The Pontifical French Seminary (La. Pontificium Seminarium Gallicum, Fr.: Séminaire Pontifical Français, It. Pontificio Seminario Francese) is a Roman College dedicated to training French-speaking Catholic priests.

==History==
In 1853 the French bishops held the Council of La Rochelle, where they proposed a plan for a French Seminary in Rome to train priests strongly attached to the Holy See and able to counteract Gallican ideas. They successfully petitioned Pius IX to approve this idea. The seminary opened in 1853 with 12 students under the direction of Lamurien of the Congregation of the Holy Spirit, an order which was in charge of the college until 2009. Its first site was the old Irish college near Trajan's Forum.

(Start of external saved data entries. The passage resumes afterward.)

PR #79, opened 2020-05-26
Convert masks

almazan:
This PR adds two new convert formats: `semantic-mask` and `instance-mask`. It also organises all the converted formats of a dataset under `DATASET/releases/RELEASE_NAME/other_formats`.

```
darwin dataset convert v7-demo/bird-species instance-mask
```

```
darwin dataset convert v7-demo/bird-species semantic-mask
```


darwin/dataset/local_dataset.py
```diff
@@ -169,6 +173,93 @@ def parse_json(self, index: int):
...
+        """
+        class_support = np.unique(labels, return_counts=True)[1]
+        class_frequencies = class_support / len(labels)
+        # Class weights are the inverse of the class frequencies
+        class_weights = 1 / class_frequencies
+        # Normalize vector to sum up to 1.0 (in case the Loss function does not do it)
+        class_weights /= class_weights.sum()
+        return class_weights
+
+    # Loads an image with OpenCV and returns the channel wise means of the image.
```
simedw, line 249: Correct me if I'm wrong but we aren't using OpenCV, right?

darwin/exporter/formats/instance_mask.py
```diff
@@ -0,0 +1,99 @@
...
+                sequence = convert_polygons_to_sequences(annotation.data["path"], height, width)
+                mask = convert_polygons_to_mask(sequence, height, width) * 255
+                mask = Image.fromarray(mask.astype(np.uint8))
+                mask_id = f"{image_id}_{instance_id}"
+                mask.save(masks_dir / f"{mask_id}.png")
+                f.write(f"{image_id},{mask_id},{cat}\n")
+        print(f"Dataset format saved at {output_dir}")
+
+
+def convert_polygons_to_sequences(
```
simedw, line 49: we have this function in both utils and in exporter/formats/coco

darwin/options.py
```diff
@@ -131,7 +131,7 @@ def __init__(self):
         )
         parser_convert.add_argument("format", type=str, help="Annotation import to convert to")
 
-        parser_convert.add_argument("output_dir", type=str, help="Where to store output files")
+        parser_convert.add_argument("-o", "--output_dir", type=str, help="Where to store output files")
```
simedw, line 134: this is a rather major change as it would break existing usage the conversion in cli, let's discuss offline

darwin/dataset/local_dataset.py
```diff
@@ -169,6 +173,93 @@ def parse_json(self, index: int):
             "annotations": annotations,
         }
 
+    def measure_mean_std(self, multi_threaded: bool = True):
```
andreaazzini, line 176: I saw this function used elsewhere, if it's exactly the same let's make sure we are smart with code duplication

darwin/dataset/utils.py
```diff
@@ -130,7 +131,7 @@ def make_class_lists(release_path: Path):
 
 
 def get_classes(
-    dataset_path: Path,
+    dataset_path: Union[Path, str],
```
andreaazzini, line 134: Are we sure we need `str` here? I see you're rightly doing `dataset_path = Path(dataset_path)`

darwin/dataset/utils.py
```diff
@@ -667,3 +668,40 @@ def get_annotations(
             with annotation_path.open() as f:
                 record = json.load(f)
             yield record
+
+
+def load_pil_image(path: Path):
```
andreaazzini, line 673: It's not the first time I see this function (I reckon we use it in Gale). Again, let's make sure we don't replicate this code elsewhere, otherwise this function looks good

darwin/exporter/formats/instance_mask.py
```diff
@@ -0,0 +1,99 @@
...
+    masks_dir = output_dir / "masks"
+    if masks_dir.exists():
+        shutil.rmtree(masks_dir)
+    masks_dir.mkdir(parents=True)
+    instance_ids = set()
+    with open(output_dir / "instance_mask_annotations.csv", "w") as f:
+        f.write("image_id,mask_id,class_name\n")
+        pbar = tqdm(list(annotation_files))
+        pbar.set_description(desc="Processing annotations", refresh=True)
+        for annotation_file in pbar:
```
andreaazzini, line 31: I like this! Perhaps we could wrap this logic around a util function, so we can reuse it elsewhere

darwin/exporter/formats/semantic_mask.py
```diff
@@ -0,0 +1,121 @@
...
+def export(annotation_files: Generator[dt.AnnotationFile, None, None], output_dir: Path):
+    masks_dir = output_dir / "masks"
+    masks_dir.mkdir(exist_ok=True, parents=True)
+    annotation_files = list(annotation_files)
+    categories = calculate_categories(annotation_files)
+    ignore_idx = 255
+    pbar = tqdm(annotation_files)
+    pbar.set_description(desc="Processing annotations", refresh=True)
+    for annotation_file in pbar:
+        outfile = masks_dir / (annotation_file.path.stem + ".png")
```
andreaazzini, line 21: I always prefer string interpolation over concatenation, but not too important
```suggestion
        outfile = masks_dir / f'{annotation_file.path.stem}.png')
```

setup.py
```diff
@@ -24,6 +24,7 @@
         "scikit-learn",
         "sh",
         "tqdm",
+        "pillow",
```
andreaazzini, line 27: Warning: very annoying suggestion

Let's order these alphabetically 😇

darwin/dataset/utils.py
almazan: Since I'm also allowing `str` (because I'm immediately converting it to `Path`) don't I need to specify that in the header?

darwin/dataset/utils.py
almazan: It's exactly the same function we use in Gale. But since we're not going to have Gale as a dependency of `darwin-py` that's why I copied here. Does Gale have `darwin-py` as a dependency already?

darwin/dataset/local_dataset.py
almazan: I think you saw that function in the class `DarwinDataset` in `darwin.torch.dataset`, which has now become `LocalDataset` in `darwin.dataset`. I'll double check anyways.

darwin/dataset/local_dataset.py
almazan: Yeah, we're using Pillow now. Forgot to update the comment.

darwin/exporter/formats/instance_mask.py
almazan: Good idea! Done!

darwin/exporter/formats/instance_mask.py
almazan: Sorry, didn't realise. I re-factor it and only left the one at `darwin.utils`.

darwin/utils.py
```diff
@@ -63,6 +67,12 @@ def is_deprecated_project_dir(project_path: Path) -> bool:
     return (project_path / "annotations").exists() and (project_path / "images").exists()
 
 
+def get_progress_bar(array: List, description: Optional[str] = None):
+    pbar = tqdm(array)
```
andreaazzini, line 71: Does `tqdm()` work with generators as well (not just lists)? If so, no reason to convert it to `List` before using it as an argument for `get_progress_bar`. Otherwise, it's fine.
Anyway, not blocking!

PR #161, opened 2018-12-21
Fix issues with duplicate route and user object access

gshaw1997:
**Issue**
In the refactor-to-modules branch of learning-object-service there were two routes that had identical functionality `/users/:username/learning-objects` and `/learning-objects/summary` which both fetched a user's Learning Objects. 
The new-builder branch of clark-client used the public route to load a user's objects on the dashboard and passed in an `accessUnpublished` value of true to load all of the user's objects. This allowed any visitor to see another user's private objects. When the value of `accessUnpublished` was false, not all of the user's objects would appear on their dashboard.

**Solution**
- Removed authenticated `/learning-objects/summary` route, which collided with `/learning-objects/:id`, in favor of the public `/users/:username/learning-objects` route. 
- Created middlewares to separately validate and decode a token from a cookie or Bearer token, enforce authenticated access, and enforce admin privileges. The `processToken` middleware is used at the top of the router, so that all requests will validate and decode the user token if present. This allows `req.user` to be available for use in all route handlers. 
- Moved authorization logic to interactor.


src/interactors/LearningObjectInteractor.ts
```diff
@@ -39,38 +36,35 @@ export class LearningObjectInteractor {
...
     library: LibraryCommunicator;
     username: string;
+    userToken: UserToken;
     accessUnpublished?: boolean;
     loadChildren?: boolean;
     query?: LearningObjectQuery;
   }): Promise<LearningObject[]> {
     try {
+      // Set accessUnpublished
+      const accessUnpublished =
```
DonSeannelly: I think that this is a little hard to follow as a reader. I wouldn't necessarily say that an if statement would be better here since it is in fact a conditional assignment, but at the very least it could use some more commenting.

src/interactors/LearningObjectInteractor.ts
```diff
@@ -762,6 +753,36 @@ export class LearningObjectInteractor {
       return Promise.reject(`Problem removing child. Error: ${e}`);
     }
   }
+
+  /**
+   * Uses passed authorization function to check if user has access to a resource
+   *
+   * @private
+   * @static
+   * @param {({
```
DonSeannelly: This JSDoc seems a little malformed with the semi-colons inside the objects, and property descriptions on the parameters would be helpful.

I personally find that the following notation `@param {UserToken} params.userToken [YOUR DESCRIPTION HERE]` reads easier and works better with most IDE's autocompletion.

DonSeannelly:
@gshaw1997 good job with this! I think this is really a step in the right direction in how we are handling auth 👍

PR #164, opened 2019-01-07
Update clark-entity to 4.0.0-rc

gshaw1997:


src/LearningObjectSubmission/SubmissionInteractor.ts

In 1856 Pius IX assigned to the seminary the Church of Santa Chiara with what had been the adjoining Poor Clare convent, founded in 1560 by St. Charles Borromeo on the ruins of the baths of Agrippa. After the new Italian government evicted the College of Saint Thomas from the convent of Santa Maria sopra Minerva in 1873, the College was able to continue after the French seminary's Rector Tommaso Maria Zigliara offered refuge at the Pontifical French Seminary.

Santa Chiara was rebuilt on the plan of Notre-Dame-des-Victoires in Paris, in 1883 the monastery was entirely remodeled to suit its present purpose. Leo XIII declared it a pontifical seminary in 1902. As of the early 1900s there were between 100 and 120 seminarians.

Henri Le Floch was the rector in the early 20th century until the late 1920s. Le Floch's support of Action Française led to his removal at the request of the French government. One of Le Floch's students was Archbishop Marcel Lefebvre, the founder of the traditionalist Roman Catholic Society of Saint Pius X, and he attributed his conservatism to the time he spent in the seminary. The first priests belonging to the Society of Saint Pius X were from the French Seminary.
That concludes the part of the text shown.